Intervention de Jean-François LAMOUR, Ancien Ministre, Député de Paris, Président du Groupe UMPPA au Conseil de Paris

Conseil de Paris 7-8 juillet 2008

« Monsieur le Maire, vous souhaitez un débat sans caricature, ouvert et constructif. Il le sera, mais sans naïveté ni complaisance. L’avenir de Paris se joue à vous lire, sur la question de l’évolution du paysage urbain. Ou plus exactement, sur celle du déplafonnement des hauteurs règlementaires. Car c’est bien au vertical que se résume l’essentiel des nouvelles formes urbaines que vous proposez. En ces vingt pages d’exposé, on cherche en vain d’autres références que le dépassement du plafond actuel des hauteurs.

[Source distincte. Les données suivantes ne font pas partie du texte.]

PR #1566, opened 2025-01-30
feat: Complete deposition page migration to V2

### LINKED ISSUE #1230: Migrate API for Single Deposition Page
- [x] Query conversion
- [x] Diff logging
- [ ] Refactoring

bchu1:
closes #1230

 - Migrates more hardcoded types to V2 enums.
 - The V2 query for `methodLinks` is much more complicated than in V1, which used `distinct` to query `annotations` and then assumed that all `methodLinks` were the same for the same `annotationMethod` (turned out to not actually be the case, but whatever). V2 doesn't have `distinct`, only `groupBy`, which will return a separate object for each array element of `methodLinks`, so we have to compress them in the FE.


frontend/packages/data-portal/app/constants/methodTypes.ts
```diff
@@ -2,20 +2,13 @@ import { Annotation_Method_Type_Enum } from 'app/__generated_v2__/graphql'
...
-/** @deprecated */
-export const methodLabels: MethodTypeLabels = {
-  automated: 'automated',
-  hybrid: 'hybrid',
-  manual: 'manual',
-}
+export const METHOD_TYPE_ORDER = [
+  Annotation_Method_Type_Enum.Hybrid,
+  Annotation_Method_Type_Enum.Automated,
+  // TODO: Confirm with PM where this should be when BE actually starts returning Simulated.
```
rainandbare, line 8: When will it start?

rainandbare (approved):

PR #1576, opened 2025-02-03
feat: Migrate missing field from depositions query

bchu1:
#1229


rainandbare (approved):
Seems okay to me - re ran the dev build. 

EDIT: did not work - this is the message 
`2.127  ERR_PNPM_LOCKFILE_BREAKING_CHANGE  Lockfile /app/pnpm-lock.yaml not compatible with current pnpm`

hmm maybe that lock file did update for a reason. Try a `pnpm install` ?

PR #6, opened 2016-02-16
scheme to be derived

davidbirdsong:
- allows a TLS offload agent to forward the scheme


davidbirdsong:
`opts.redirect_uri_scheme` takes precendence

PR #9, opened 2016-04-24
Added option client_authentication_mode.

therealcmj:
The current code uses client_secret_post - sending the client ID and secret in the POST body when communicating with the OP. I needed to test with an OP that only supports client_secret_basic so I added a new config option to allow for either mechanism to be used.

To do that I needed to pass the config changes into openidc_call_token_endpoint - I wound up passing "opts" in as a new first argument. That change allowed me to remove the 3rd argument (ssl_verify) argument since that value is already in opts.

If client_authentication_mode option is omitted in nginx.conf then my code will use the first value in the metadata.

Please let me know if you want me to do this in a different way.

### DIFF
--- a/lib/resty/openidc.lua
+++ b/lib/resty/openidc.lua
@@ -201,14 +201,14 @@ local function openidc_parse_json_response(response)
 end
 
 -- make a call to the token endpoint
-local function openidc_call_token_endpoint(opts, endpoint, body, ssl_verify)
+local function openidc_call_token_endpoint(opts, endpoint, body)
 
   ngx.log(ngx.DEBUG, "request body for token endpoint call: ", ngx.encode_args(body))
 
   local requestHeaders = {
       ["Content-Type"] = "application/x-www-form-urlencoded"
   }
-  if opts.client_authentication_mode == "client_secret_basic" then
+  if opts.token_endpoint_auth_method == "client_secret_basic" then
     requestHeaders.Authorization = "Basic "..ngx.encode_base64( opts.client_id..":"..opts.client_secret)
     ngx.log(ngx.DEBUG,"Authorization header '"..requestHeaders.Authorization.."'")
   end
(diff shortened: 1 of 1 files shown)


zandbelt:
thanks, I like it :-), a few remarks though:

1. the `ssl_verify` parameter in the `openidc_call_token_endpoint` function signature is now obsolete
2. I prefer the `opts` name `token_endpoint_auth_method` instead of `client_authentication_mode` to stay in line with the metadata element name
3. I don't think you handle the case where neither `client_authentication_mode` is set nor `token_endpoint_auth_methods_supported` is set in metadata (null pointer exception?)

if you could take care if this I'd be happy to pull

therealcmj:
All three suggestions included. I decided to default to client_secret_basic since the spec says that should be the default.

zandbelt:
thanks for this; I may refactor it in due time so that client authentication creds & method are passed in as parameters to the `openidc_call_token_endpoint` method explicitly and it is reusable across both token endpoint requests as well as token introspection

therealcmj:
Understood. If we're talking about futures then we'll probably also have to adjust the code to restrict values to either post or basic since that's all we've implemented.
Thanks for accepting the changes.

zandbelt:
I refactored the code in 43e8e18efff68e4a820cc3c21b797429dbc785d7; it would be nice if you could confirm that this works for you as well.

therealcmj:
I didn't do extensive testing but a quick smoke test shows that it works. Here's the relevant portion of the log:
`2016/05/10 07:41:36 [debug] 14890#0: *2 [lua] openidc.lua:417: openidc_get_token_auth_method(): no configuration setting for option so select the first method specified by the OP: client_secret_basic
2016/05/10 07:41:36 [debug] 14890#0: *2 [lua] openidc.lua:428: openidc_get_token_auth_method(): token_endpoint_auth_method result set to client_secret_basic`

zandbelt:
I'll take it for now ;-) thanks!

PR #11, opened 2016-06-08
Trying to fix session locking problems on some server side storages

bungle:
- Removed unneccessary initializers
- added some locals
- fixed some global variable leaks
- adjusted session to only start when it is modified (in hopes to fix locking problems)

### DIFF
--- a/lib/resty/openidc.lua
+++ b/lib/resty/openidc.lua
@@ -334,12 +334,11 @@ local function openidc_authorization_response(opts, session)
     return nil, err, session.data.original_url
   end
 
+  -- call the user info endpoint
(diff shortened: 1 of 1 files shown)


spauljon:
so I 
a) merged (to our fork that has minor customizations) up to commit 3f115c8 (which I think is enough), and
b) reverted the lua-resty-session change (to memcache.lua)

and tested it again (have a netscaler lb fronting two nginx servers supported by two memcache instances); at first glance, everything seems to work - no hanging

as an additional measure, I instrumented the lock and unlock code, and confirmed that the calls now are paired

so looks good ... thx for the timely response - we appreciate it

PR #13, opened 2016-07-08
Add Travis build

asbjornu:
This PR adds a [Travis build](https://travis-ci.org/asbjornu/lua-resty-openidc) to the project so the `.rockspec` is automatically built and uploaded to [LuaRocks](https://luarocks.org/modules/asbjornu/lua-resty-openidc) on every commit. Before merging this:

- @ping-identity's [Travis build for this repository](https://travis-ci.org/pingidentity/lua-resty-openidc) should be enabled. The one I link to above is my personal Travis project.
- Someone affiliated with @ping-identity should create a LuaRocks profile and get an API key from [the settings page](https://luarocks.org/settings/api-keys), so the rock is uploaded to a more "official" profile. The currently uploaded module belongs to my personal account, which isn't ideal.
- This API key must be configured in the [settings of the Travis project](https://travis-ci.org/pingidentity/lua-resty-openidc/settings) with the name `API_KEY` so it is made available to the `.travis.yml` file.

There's only one snag about this, which is that the `luarocks upload` command will fail if the package already exists for that version number. Ideally, every commit on the `master` branch should lead to a new version, and we could get this as a variable from `git tag` instead of hard coded in `.travis.yml` like now, but that requires some discipline on the maintainers of this project that I don't know if can be mandated.

Thoughts?

### DIFF
--- a/.travis.yml
+++ b/.travis.yml
@@ -21,6 +21,7 @@ install:
 
 script:
   - luarocks pack $ROCKSPEC
+  - luarocks upload $ROCKSPEC --api-key=$API_KEY # The API key comes from an environment variable configured on https://travis-ci.org/
 
 notifications:
   email:
--- a/.travis.yml
+++ b/.travis.yml
@@ -1,0 +1,33 @@
+language: c
+
+sudo: false
+
+env:
+  global:
+    - NAME=lua-resty-openidc
+    - VERSION=1.1-0
+    - LUAROCKS=2.3.0
+  matrix:
+    - LUA=lua5.1
+
+before_install:
+  - source .travis/setenv_lua.sh
+  - luarocks install Lua-cURL --server=https://luarocks.org/dev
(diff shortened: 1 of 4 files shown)


zandbelt:
I'm not familiar with Travis but I'll look in to it. Wrt. to the master commits: isn't there an option to make Travis watch a different branch, says "releases"?

asbjornu:
@zandbelt A suggestion would be to use a more standard naming, like "develop" to have for unstable development and then merge that to master for every release and tag that merge with the version number. Alternatively, use "GitHubFlow" where every new feature has its own "feature branch" and merge that to master when it's done, then tag those merges with a version number. Common to most of these flows is that there's no regular commits directly on the master branch, only merge commits.

With a process like this, it's easy to tell Travis to behave differently based on the branch that is being built, with the added benefit of being a de facto flow people might be familiar with.

Issue #15, opened 2016-07-17
Upload Docker image to Docker Hub


asbjornu:
To be able to upload a Docker image of `lua-resty-openidc`, an organization and repository need to be set up on [Docker Hub](https://hub.docker.com/). When that's done, we should add a [`docker push`](https://docs.docker.com/v1.11/engine/userguide/containers/dockerrepos/#pushing-a-repository-to-docker-hub) step to the `after_deploy` section of the `.travis.yml` file, so a new Docker image is uploaded for every new tag that is built.

Issue #14, opened 2016-07-17
Add integration tests


asbjornu:
It would be nice if some sort of integration tests were easily available in this repository, either as something created for `lua-resty-openidc` itself, as a Git submodule (if tests exist elsewhere) or just as a reference in the form of a link in the README.

I've been searching for some sort of official test suite for OAuth and OpenID Connect, but the only thing I've found is [this](https://github.com/oauth-io/testing-oauth), which requires setting up all kinds of user-dependent stuff on [oauth.io](https://oauth.io/) and LinkedIn. It also didn't work after I went through the required steps, so I don't know if this is an achievable goal at all.

asbjornu:
@zandbelt This issue wasn't really related to #16 at all. We should have integration tests in this repository regardless of how we bootstrap them, through Docker or otherwise. If you have ideas on where to find a set of tests we can exercise against lua-resty-openidc, it would be great if you could share them.

PR #16, opened 2016-07-17
Add Dockerfile

asbjornu:
This PR does a few things, namely:

1. Adds a `Dockerfile` based on [`openresty/openresty:trusty`](https://hub.docker.com/r/openresty/openresty/), which makes it easier to get `lua-resty-openidc` up and running with all dependencies.
2. Removes the need to have a hard coded version number in the Lua `.rockspec` file; the version information is retrieved from `git describe` instead.
3. When a tag is being built, the packed `.rock` file will be uploaded to the repository's release for the given tag.
4. With the release tracking in place, uploading of the `.rock` to Lua Rocks has been moved to `after_deploy`, which means it won't be attempted for all builds; only for tagged ones.

A note to point 3 above: This requires a [personal access token](https://github.com/settings/tokens) to be created and added in [the Travis settings for the repository](https://travis-ci.org/pingidentity/lua-resty-openidc/settings) with the environment variable name `GITHUB_OAUTH_TOKEN`.

What's blatantly missing from this PR are tests to exercise the Docker container's NGINX server with OAuth and OpenID Connect test scenarios. I've added #14 to track this.

I'd also like to add uploading the Docker image to [Docker Hub](https://hub.docker.com/) with [`docker push`](https://docs.docker.com/v1.11/engine/userguide/containers/dockerrepos/#pushing-a-repository-to-docker-hub), but that requires quite a bit of setup on Docker Hub first. I've added #15 to track this.

### DIFF
--- a/.gitignore
+++ b/.gitignore
@@ -1,1 +1,2 @@
 /.project
+*.rock
--- a/.travis.yml
+++ b/.travis.yml
@@ -40,11 +40,6 @@ script:
   # TODO: Add some integration tests that excersice the OAuth and OpenID Connect
   # interface of lua-resty-openidc.
 
-after_success:
-  # The Lua Rocks API key comes from an environment variable configured on
-  # https://travis-ci.org/
-  - luarocks upload $ROCKSPEC --api-key=$API_KEY
-
 deploy:
   provider: releases
   # The GitHub OAuth Token comes from an environment variable configured on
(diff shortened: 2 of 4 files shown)


zandbelt:
I think this deserves to be in a separate repository on its own title, not even a fork of lua-resty-openidc. IMHO this repo should be core dev, any tooling around it could go elsewhere. That makes it easier to maintain as well since focus would be specific. Let me know what you think.

asbjornu:
@zandbelt That's a good idea, but it would make continuous integration more difficult, since we then need to (or at least should) trigger a build of the Docker image repository every time we change something in lua-resty-openidc, to ensure that the Docker image doesn't break unintentionally. I'm not sure how to do that in Travis, but can take a look if you still think that's the best way forward.

PR #24, opened 2016-10-18
Feature jwt discovery validation

hanikesn:
This patch adds easy verification of jwt tokens, via the JWKS from the discovery endpoint.

Please feel free to leave any suggestions.

### DIFF
--- a/README.md
+++ b/README.md
@@ -206,6 +206,66 @@ lAc5Csj0o5Q+oEhPUAVBIF07m4rd0OvAVPOCQ2NJhQSL1oWASbf+fg==
 }
 ```
 
+## Sample Configuration for OAuth 2.0 JWT Token Validation
+
+Sample `nginx.conf` configuration for verifying Bearer JWT Access Tokens against a OpenID Connect Discovery endpoint.
+Once successfully verified, the NGINX server may function as a reverse proxy to an internal origin server.
+
+```
+events {
+  worker_connections 128;
+}
+
+http {
+
+  lua_package_path '~/lua/?.lua;;';
+
+  resolver 8.8.8.8;
+  
+  # cache for JWT verification results
+  lua_shared_dict introspection 10m;
+  # cache for jwks metadata documents
+  lua_shared_dict discovery 1m;
+ 
+  server {
+    listen 8080;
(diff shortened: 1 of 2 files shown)


zandbelt:
this code is nice to have since it can be re-used for several scenario's, however:

1. technically Discovery is part of OpenID Connect and not (at least not yet) part of OAuth 2.0; since validation of access_tokens in the Resource Server role is pure OAuth and not OpenID Connect related, I would be interested to know which Authorization Servers already support Discovery + jwks_uri in this "pre-standard" way

2. I believe that most RSA JWKs (at least on OIDC jwks_uri's today) would be represented using the `n\e` compact syntax as in https://tools.ietf.org/html/rfc7517#appendix-A.1 instead of using `x5c`; any chance you'd be willing to contribute support for that to `lua-resty-jwt`...  :-0 ?

hanikesn:
> technically Discovery is part of OpenID Connect and not (at least not yet) part of OAuth 2.0; since validation of access_tokens in the Resource Server role is pure OAuth and not OpenID Connect related, I would be interested to know which Authorization Servers already support Discovery + jwks_uri in this "pre-standard" way

We're probably using it in a non-standard way to validate access_tokens which were created by the IDP in the first place.

> I believe that most RSA JWKs (at least on OIDC jwks_uri's today) would be represented using the n\e compact syntax as in https://tools.ietf.org/html/rfc7517#appendix-A.1 instead of using x5c; any chance you'd be willing to contribute support for that to lua-resty-jwt... :-0 ?

I guess we're really fortunate that [Azure Active Directory](https://login.microsoftonline.com/common/.well-known/openid-configuration) supports x5c. But I saw that e.g. Google does not. Maybe I can come up with a solution, it's just that OpenSSL isn't exactly easy to work with.

hanikesn:
I took a closer look at supporting modulus and exponent format directly and it would basically mean writing a small ASN.1 DER encoder for:

```
RSAPublicKey ::= SEQUENCE {
    modulus           INTEGER,  -- n
    publicExponent    INTEGER   -- e
}
```

As the Integers quite big some kind of big int support is probably also needed.

Issue #28, opened 2016-11-17
Access to un-parsed id_token JWT for Kubernetes OIDC integration


cllunsford:
I'm trying to use lua-resty-openidc as an OIDC RP in front of Kubernetes.  Based on the Kuberentes docs, it looks like the oidc integration requires the original jwt `id_token` instead of the `access_token`.  (https://github.com/kubernetes/kubernetes.github.io/pull/1209).  Would there be any issues with adding the unparsed `json.id_token` to the session data so I can set it in the Authorization Header when proxying to k8s?

Thanks!

zandbelt:
I don't see any security issues with that as the NGINX proxy and Kubernetes can be seen as part of the same system/client/domain. I'd be happy to merge a PR. Seems that it only requires:
https://github.com/gdestuynder/lua-resty-openidc/commit/88f5a0b55089cab92a9eb936ebb85085c48a0c83

cllunsford:
Great, thanks!  I've opened a PR with this change.

PR #29, opened 2016-11-18
Saving encrypted id_token to session data.

cllunsford:
This change allows the jwt id_token to be set on the proxied request.  Kubernetes OIDC integration requires the bearer token be set to the jwt id_token instead of the access_token.


cllunsford:
Closes #28

PR #47, opened 2017-04-21
Support for prompt parameter during authorization, returning session data, and logout url override

gdestuynder:
Hi,

these are 3 patches that we use at Mozilla (i.e. for Mozilla properties authenticating with OpenID Connect) with OpenID Connect. Let me know if you'd prefer 3 PRs, though some depend on each other.

The prompt parameter allows for silent re authentication in particular in this case (though this can be further extended later to support all options), as seen on http://testrp.security.allizom.org/. This allows to refresh user profile information without login the user out and back in. Spec at http://openid.net/specs/openid-connect-implicit-1_0.html#RequestParameters

The session data being returned allows for the calling code to get full session data (lua-resty-session does not always allow this otherwise)

Finally, the logout URL redirect allows to override the discovered redirect from the OP - or to set one if there was none discovered - particularly helpful when using through an OpenIDConnect access proxy.

Thanks for your consideration

### DIFF
--- a/lib/resty/openidc.lua
+++ b/lib/resty/openidc.lua
@@ -172,7 +172,8 @@ local function openidc_authorize(opts, session, target_url)
     scope=opts.scope and opts.scope or "openid email profile",
     redirect_uri=openidc_get_redirect_uri(opts),
     state=state,
-    nonce=nonce
+    nonce=nonce,
+    prompt=opts.prompt and opts.prompt or ""
   }
 
   -- merge any provided extra parameters
@@ -185,6 +186,7 @@ local function openidc_authorize(opts, session, target_url)
   session.data.original_url = target_url
   session.data.state = state
   session.data.nonce = nonce
+  session.data.last_authenticated = ngx.time()
   session:save()
 
   -- redirect to the /authorization endpoint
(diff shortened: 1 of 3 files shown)


lib/resty/openidc.lua
```diff
@@ -576,6 +578,13 @@ function openidc.authenticate(opts, target_url)
     return openidc_authorize(opts, session, target_url), session
   end
 
+  -- silently reauthenticate if necessary (mainly used for session refresh/getting updated id_token data)
+  if opts.refresh_session_internal and (session.data.last_authenticated == nil or (session.data.last_authenticated+reauth_delay) < ngx.time()) then
```
zandbelt: Seems that `opts.refresh_session_internal ` and `reauth_delay` are used without being defined? An alternative may be to define an optional custom callback function in `opts` that implements the requested behavior.

gdestuynder:
hi @zandbelt - my apologies, I pushed the wrong set of commits.. :(
To make this easier to overwrote my branch with what we *actually* use so that it does not open a new PR.

Note that this does not use a callback in opts though. One particular thing is that if you do not want to use `prompt=none` ("silent" authentication) the other options do not necessarily work (such as `prompt=login`) depending on the OIDC Provider (e.g. Auth0 OP supports `none` but not `login` or `consent` or `select_account`) - and the OIDC ref/spec is unclear if this is OK or not.

In doubt, I prefer to make it completely optional so that one can choose not to use `prompt` at all (default). In our use case, using `prompt=silent` for checking if the session is still valid is great though - and I believe most that can support that will want it. It allows you to keep users logged in as long as you want, since new user attributes/claims are passed over regularly, and this will also indicate when the user should be logged out)

For the callback - if you would like this implemented and have an example (I'm new to Lua, so that would help) I can do this of course

Thanks !

gdestuynder:
I added 2 commits which hopefully address your comment :)

Note: I think 15min is a useable value - this only occurs when a user is actively browsing the site. For example, if you disable the user (for any reason) from the OP it means that the access to the site/RP behind the access-proxy using lua-resty-openidc will stop serving that user within 15min. Regardless, made the whole thing optional (which is better anyway, expectation-wise)

zandbelt:
thanks! I'll release 1.3.2 soon

PR #60, opened 2017-05-29
access_token API: error refreshing token

gonzalad:
Make sure openidc_discover is called before
refreshing the accessToken.
Otherwise, we'll get an error since token endpoint
url will be nil.


gonzalad:
Closing: waiting more test feedback from @gonzalad

PR #63, opened 2017-05-31
allow optional claim specs when verifying JWT access tokens

bodewig:
When verifying a JWT or a Bearer token currently only the `nbf` and `exp` claims are checked as this is the default. I'd like to also verify things like `iss` and maybe `aud`. Allowing callers to provide the claim specs seemed to be the easiest approach.


bodewig:
Thanks, Hans!

zandbelt:
well, actually: thanks @bodewig; I'll add you to the AUTHORS right away!

PR #65, opened 2017-06-01
add option that forces the auth flow to be executed

bodewig:
This adds an option to forcefully re-run the code grant flow. My use case is adding additional scopes after a user has already authenticated.

### DIFF
--- a/README.md
+++ b/README.md
@@ -113,6 +113,7 @@ http {
                 Expiration leeway for access_token renewal.
                 If this is set, renewal will happen access_token_expires_leeway seconds before the token expiration.
                 This avoids errors in case the access_token just expires when arriving to the OAuth Resoource Server.
+             --force_reauthorize = true
           }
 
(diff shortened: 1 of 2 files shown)


README.md
```diff
@@ -113,6 +113,7 @@ http {
                 Expiration leeway for access_token renewal.
                 If this is set, renewal will happen access_token_expires_leeway seconds before the token expiration.
                 This avoids errors in case the access_token just expires when arriving to the OAuth Resoource Server.
+             --force_reauthorize = true
```
edmorley: Should this example be `false`, given the default is `false`?

zandbelt: it's an example that is commented out; so typically when including it you'd want it to be "true"; but I agree, it is not very consistent with the other options...

bodewig: I didn't see the other examples were using the defaults, sorry. Will open a new PR to fix it.

PR #72, opened 2017-06-19
Changing function signatures. openidc_authorization_response, openidc…

nielsole:
Proposal for
https://github.com/pingidentity/lua-resty-openidc/issues/69

Changing the function signatures of two functions openidc_authorization_response and openidc.authenticate

This probably breaks a lot of existing code, so this shouldn't just be waved through. 

What do you think about this?

### DIFF
--- a/lib/resty/openidc.lua
+++ b/lib/resty/openidc.lua
@@ -157,6 +157,7 @@ local function openidc_base64_url_encode(input)
 end
 
 -- send the browser of to the OP's authorization endpoint
+-- returns nil
 local function openidc_authorize(opts, session, target_url)
   local resty_random = require "resty.random"
   local resty_string = require "resty.string"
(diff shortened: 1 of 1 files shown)


zandbelt:
`openidc_authorization_response` is a local function so it should not matter breaking its signature.

AFAICT `openidc_authenticate` doesn't change its signature really; it is just that unsuccessful handing returns the correct error parameters now; the happy path is still the same

Anything I'm missing?

lib/resty/openidc.lua
```diff
@@ -633,31 +637,37 @@ function openidc.authenticate(opts, target_url, unauth_action, session_opts)
       ngx.log(ngx.ERR, err)
       return nil, err, target_url, session
     end
-    return openidc_authorization_response(opts, session), session
+    local auth_response, err = openidc_authorization_response(opts, session)
```
nielsole: Shouldn't this just be `err = openidc_authorization_response(opts, session)`

nielsole:
I'll need to give this another thought

gene1wood:
@nielsole @zandbelt Sorry I missed this notification. If you end up changing your mind on this or re-opening, highlight me and I'll take a look.

PR #110, opened 2024-11-26
Install `torch_scatter` from conda instead of pip

kmaziarz:
As highlighted by DocMinus in #106, our installation instructions can fail due to issues with `torch_scatter`. This is because our current setup is essentially equivalent to `pip install torch-scatter`, which compiles the library from source, and so depends on having the right versions of `nvcc` and `gcc`. Alternatively, we could specify an exact wheel from `https://data.pyg.org/whl/`, but that makes things a bit less portable and harder to switch between different Python versions. Instead, this PR shifts the `torch_scatter` dependency to use `pyg`'s conda channel as opposed to installation through `pip`.

### DIFF
--- a/environment_full.yml
+++ b/environment_full.yml
@@ -3,13 +3,15 @@ channels:
   - defaults
   - conda-forge
   - pytorch
-  - dglteam       # LocalRetro, RetroKNN
+  - dglteam                 # LocalRetro, RetroKNN
+  - pyg                     # RetroKNN
 dependencies:
-  - dgl-cuda11.3  # LocalRetro, RetroKNN
-  - faiss-gpu     # RetroKNN
+  - dgl-cuda11.3            # LocalRetro, RetroKNN
+  - faiss-gpu               # RetroKNN
   - numpy
   - pip
   - python==3.9.7
   - pytorch=1.10.2=py3.9_cuda11.3_cudnn8.2.0_0
-  - rdchiral_cpp  # MHNreact
+  - pytorch-scatter==2.0.9  # RetroKNN
+  - rdchiral_cpp            # MHNreact
   - rdkit=2021.09.4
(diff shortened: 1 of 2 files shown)


AustinT (approved):
I agree with taking torch-scatter out of the pyproject dependencies, but this will effectively mean that `pip install "syntheseus[all]"` still won't install a completely working version. To minimize user frustration, what about adding a `try/except` statement [here](https://github.com/microsoft/syntheseus/blob/8f14b7d4920eb4d6bbbfb38c1e1a76fcf016ac58/syntheseus/reaction_prediction/models/retro_knn.py#L61) with a user message saying roughly:

> torch scatter is a pain to install so we didn't include it as a dependency, install it yourself via conda or something else

That seems like the only part that will fail without torch-scatter, but if I missed something maybe add it there too.

AustinT:
> > I agree with taking torch-scatter out of the pyproject dependencies, but this will effectively mean that pip install "syntheseus[all]" still won't install a completely working version.
> 
> Are you referring to a situation when somebody installs syntheseus but doesn't use our environment (the latter already containing `torch_scatter` from conda as of this PR)? In that case they would be missing several other dependencies as well; things that we get from conda are not listed in project requirements already (e.g. `torch`, `faiss-gpu`, `dgl`, ...).

Yes, that's what I was referring to. Very good point though, I completely forgot about not having torch/dgl/etc mentioned in pyproject at all 😅 

In that case, let's not bother adding a message. Happy for you to merge as is.

kmaziarz:
> I completely forgot about not having torch/dgl/etc mentioned in pyproject at all 😅

Yeah, I'm not sure what the best setup would be here...

AustinT:
> > I completely forgot about not having torch/dgl/etc mentioned in pyproject at all 😅
> 
> Yeah, I'm not sure what the best setup would be here...

Not sure either. ChatGPT didn't give any better suggestions than just telling users to install it themselves, so let's maybe just keep it as is?

PR #113, opened 2024-11-28
Drop support for Python 3.7

kmaziarz:
Python 3.7 is well past its end-of-life; we mostly maintained support for it due to it being required to run GLN, which since #103 is no longer the case. This PR raises the minimum Python requirement to 3.8 and removes compatibility hacks that are not needed anymore. The recently released `v0.5.0` will thus be the last version to support Python 3.7, which users can fall back to if they really need to.


AustinT (approved):
LGTM, just remember to add a CHANGELOG entry.

PR #114, opened 2024-11-29
Fix search CLI crash under Python 3.11+

kmaziarz:
Some of the configuration options in the search CLI use mutable dataclasses as defaults; for some reason, this is only detected by Python 3.11 onwards, therefore our CI running under 3.7 - 3.9 did not flag it, but under Python 3.11 the search CLI crashes with an error. What's worse, one of our environment files (`environment.yml`) did not pin the version of Python, leading to 3.13 being selected, under which the error is present.

This PR makes the following changes:
- Use the `field` constructor instead of mutable defaults to restore proper behaviour under all Python versions.
- Run the CI under all Python versions ranging from 3.8 to 3.13 (the last stable version). In theory, it would likely be enough to test under 3.8 (oldest supported), 3.9 (used by single-step models) and 3.13 (newest supported). On the other hand, the core tests are fast and run in parallel, so testing under all versions shouldn't significantly increase time taken to merge PRs. Having more CI variants increases the chance that we hit some test flakiness and need to rerun a subset of the CIs, but if anything this will motivate us to fix the flaky tests.

### DIFF
--- a/.github/workflows/ci.yml
+++ b/.github/workflows/ci.yml
@@ -13,7 +13,7 @@ jobs:
     strategy:
       fail-fast: false
       matrix:
-        python-version: ["3.8", "3.9"]
+        python-version: ["3.8", "3.9", "3.10", "3.11", "3.12", "3.13"]
     defaults:
       run:
         shell: bash -l {0}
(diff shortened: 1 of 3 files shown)


kmaziarz:
Actually, regarding the GitHub Actions limits: given that this repo is under a corporate `microsoft` account, and not a private one, I'm not sure what limit (if any?) applies here. Running CI in syntheseus does not seem to consume the free GitHub Actions minutes tied to my personal account.

AustinT (approved):
Looks good Kris, thanks!! If the CI usage becomes a problem in the future we can reduce it, but I wouldn't worry about it now.

PR #122, opened 2025-04-01
Query the underlying reaction model in a fixed order

kmaziarz:
The `ReactionModel` class wraps an underlying reaction model with extra functionality, notably caching. If caching is turned off, as is the case e.g. during single-step evaluation, the inputs to the higher-level class are directly passed into the model. However, due to the use of set comprehension, the order of inputs was not being preserved. This did not lead to incorrect behaviour, as later we assemble outputs in the right order again, but could be confusing during debugging, e.g. if the underlying model prints out logs for each reaction processed, those logs would appear in a scrambled order. The simple fix in this PR is to perform deduplication via `dict.fromkeys`, which was already being done in other parts of the codebase.


AustinT (approved):
Very good catch Kris, thanks for fixing this 🚀 

*EDIT*: remember to add a CHANGELOG entry though.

Une première réflexion s’impose : si l’avenir de Paris dépend si fortement de ce dépassement, pourquoi ne pas en avoir assumé la décision il y a deux ans, lors du vote du PLU ? Faut-il en conclure que l’union de la majorité municipale valait bien alors le sacrifice du futur ? Il est vrai que depuis, les élections sont passées, apportant une nouvelle configuration au sein de votre majorité. Il est vrai également que le Président de la République a depuis lancé une consultation internationale pour l’avenir du Paris métropolitain. Je me souviens que lors d’un précédent Conseil, votre adjoint Pierre Mansat, membre avec Mme Hidalgo du comité de pilotage, précisait que cette initiative était « tout, sauf une simple consultation d’architectes » Je suis d’accord avec lui. Il s’agit en effet d’un processus de recherche collective mobilisant une dizaine d’équipes pluridisciplinaires qui aurait pu inspirer votre démarche. Monsieur le Maire, vous nous assurez, qu’en adoptant cet article de dix lignes, Paris jouera « pleinement son rôle dans la civilisation urbaine en devenir ». Pour le présent, ce qui est plus certain, c’est votre désir d’en tirer un bénéfice médiatique maximal. Car cette délibération mêle deux problématiques qui n’ont rie à voir l’une avec l’autre, l’aménagement des dernières emprises potentielles aux Portes de Paris où sont susceptibles d’être construits des IGH et la réalisation d’immeubles de 50 mètres sur l’ensemble de la couronne parisienne. Monsieur le Maire, je vous le dis très clairement, quand vos représentants seront devant les Parisiens pour leur expliquer la réalisation d’immeubles de logement de 50 mètres, nous serons là. Nous défendrons les principes de l’équilibre et de l’animation des quartiers, nous défendrons l’aspiration des habitants à une qualité de vie et de confort car c’est pour eux que l’on construit.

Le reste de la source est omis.